Problem statement ->
Some of the lines below need repeating. Reproduce exactly those between the lines holding "show time diff" and "Thanks for this PR", inclusive.

Records supplied ->
=== Section Start ===

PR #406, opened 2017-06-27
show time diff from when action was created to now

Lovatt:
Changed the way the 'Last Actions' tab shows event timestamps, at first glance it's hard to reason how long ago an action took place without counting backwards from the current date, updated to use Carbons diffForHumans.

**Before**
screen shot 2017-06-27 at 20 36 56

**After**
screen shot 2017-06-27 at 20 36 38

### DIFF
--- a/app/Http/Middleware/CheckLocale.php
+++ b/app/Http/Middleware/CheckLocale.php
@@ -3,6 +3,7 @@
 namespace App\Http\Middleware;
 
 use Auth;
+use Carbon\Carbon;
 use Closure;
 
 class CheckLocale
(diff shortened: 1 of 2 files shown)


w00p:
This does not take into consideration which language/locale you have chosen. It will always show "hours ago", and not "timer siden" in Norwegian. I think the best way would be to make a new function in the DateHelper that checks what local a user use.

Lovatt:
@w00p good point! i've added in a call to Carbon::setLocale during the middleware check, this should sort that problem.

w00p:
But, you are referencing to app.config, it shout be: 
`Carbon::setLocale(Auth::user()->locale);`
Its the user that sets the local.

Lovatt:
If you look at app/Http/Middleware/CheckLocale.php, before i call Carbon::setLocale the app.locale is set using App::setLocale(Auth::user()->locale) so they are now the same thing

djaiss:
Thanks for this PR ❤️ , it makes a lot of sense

=== Section End ===
=== Section Start ===

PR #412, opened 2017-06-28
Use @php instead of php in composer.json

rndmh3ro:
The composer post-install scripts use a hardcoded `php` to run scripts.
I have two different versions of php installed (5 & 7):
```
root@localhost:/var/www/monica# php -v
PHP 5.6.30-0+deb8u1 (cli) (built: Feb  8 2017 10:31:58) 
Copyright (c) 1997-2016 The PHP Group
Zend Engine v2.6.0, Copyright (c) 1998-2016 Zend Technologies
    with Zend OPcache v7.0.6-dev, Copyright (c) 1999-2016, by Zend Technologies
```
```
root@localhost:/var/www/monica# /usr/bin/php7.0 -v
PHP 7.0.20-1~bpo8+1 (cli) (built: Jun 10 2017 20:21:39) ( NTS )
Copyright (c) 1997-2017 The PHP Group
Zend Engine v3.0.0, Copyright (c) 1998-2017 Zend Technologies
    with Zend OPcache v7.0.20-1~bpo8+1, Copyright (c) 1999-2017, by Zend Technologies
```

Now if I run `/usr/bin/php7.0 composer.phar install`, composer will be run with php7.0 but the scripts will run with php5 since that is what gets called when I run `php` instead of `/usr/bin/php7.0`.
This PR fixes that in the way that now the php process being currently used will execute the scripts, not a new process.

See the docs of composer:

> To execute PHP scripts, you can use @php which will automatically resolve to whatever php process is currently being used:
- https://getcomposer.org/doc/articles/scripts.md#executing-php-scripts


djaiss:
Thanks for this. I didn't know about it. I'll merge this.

=== Section End ===

Response below ->
show time diff from when action was created to now

Lovatt:
Changed the way the 'Last Actions' tab shows event timestamps, at first glance it's hard to reason how long ago an action took place without counting backwards from the current date, updated to use Carbons diffForHumans.

**Before**
screen shot 2017-06-27 at 20 36 56

**After**
screen shot 2017-06-27 at 20 36 38

### DIFF
--- a/app/Http/Middleware/CheckLocale.php
+++ b/app/Http/Middleware/CheckLocale.php
@@ -3,6 +3,7 @@
 namespace App\Http\Middleware;
 
 use Auth;
+use Carbon\Carbon;
 use Closure;
 
 class CheckLocale
(diff shortened: 1 of 2 files shown)


w00p:
This does not take into consideration which language/locale you have chosen. It will always show "hours ago", and not "timer siden" in Norwegian. I think the best way would be to make a new function in the DateHelper that checks what local a user use.

Lovatt:
@w00p good point! i've added in a call to Carbon::setLocale during the middleware check, this should sort that problem.

w00p:
But, you are referencing to app.config, it shout be: 
`Carbon::setLocale(Auth::user()->locale);`
Its the user that sets the local.

Lovatt:
If you look at app/Http/Middleware/CheckLocale.php, before i call Carbon::setLocale the app.locale is set using App::setLocale(Auth::user()->locale) so they are now the same thing

djaiss:
Thanks for this PR ❤️ , it makes a lot of sense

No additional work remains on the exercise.